(Dataset entries)
PR #144, opened 2016-02-18
Remove apiQuery

piuccio:
This is a breaking change, remove a deprecated method and update all dependencies. MAPI and frontend are both using Play 2.4 so there's no need to be outdated

@janua this deserves a `1.0.0`


janua:
Why don't you split this into two?

piuccio:
done in #145

piuccio:
updated

screen shot 2016-02-24 at 12 40 32

piuccio:
renamed the PR :grin:  it's basically a bump :tongue:

fapi-client/src/main/scala/com/gu/facia/api/FAPI.scala
```diff
@@ -153,27 +152,6 @@ object FAPI {
     yield Collection.draftContent(collection, setOfContent, snapContent)}
 
   /**
-   * Fetches content for the given backfill query. The query can be manipulated for different
-   * requirements by providing adjustment functions. The results then have their facia metadata
-   * resolved using the collection information.
-   */
-  @deprecated
-  def backfill(backfillQuery: String, collection: Collection,
```
janua: Do you need to remove this in this PR?

Seems like you could just do the rename without removing any deprecated functions, unless this depends on `apiQuery` and won't work without it?

piuccio: `backfillQuery` should not be exposed to users of the library. This method is made obsolete by  `backfillFromConfig`

piuccio: > Do you need to remove this in this PR?
Yes, we deprecated `backfill` in 0.68, frontend and apps upgraded fapi, no one is using that method anymore, so it should be removed because there's another one that hides the implementation details of backfill.

janua:
:+1:

PR #146, opened 2016-02-24
downgrade test dependency

piuccio:
because it conflicts with specs2

I'm sure I run the tests when bumping dependencies, but for some reason now tests fail on master.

Problem requirements:
Find all lines in the records that hold the word "apiQuery". Copy them.

Response below:
Remove apiQuery
Seems like you could just do the rename without removing any deprecated functions, unless this depends on `apiQuery` and won't work without it?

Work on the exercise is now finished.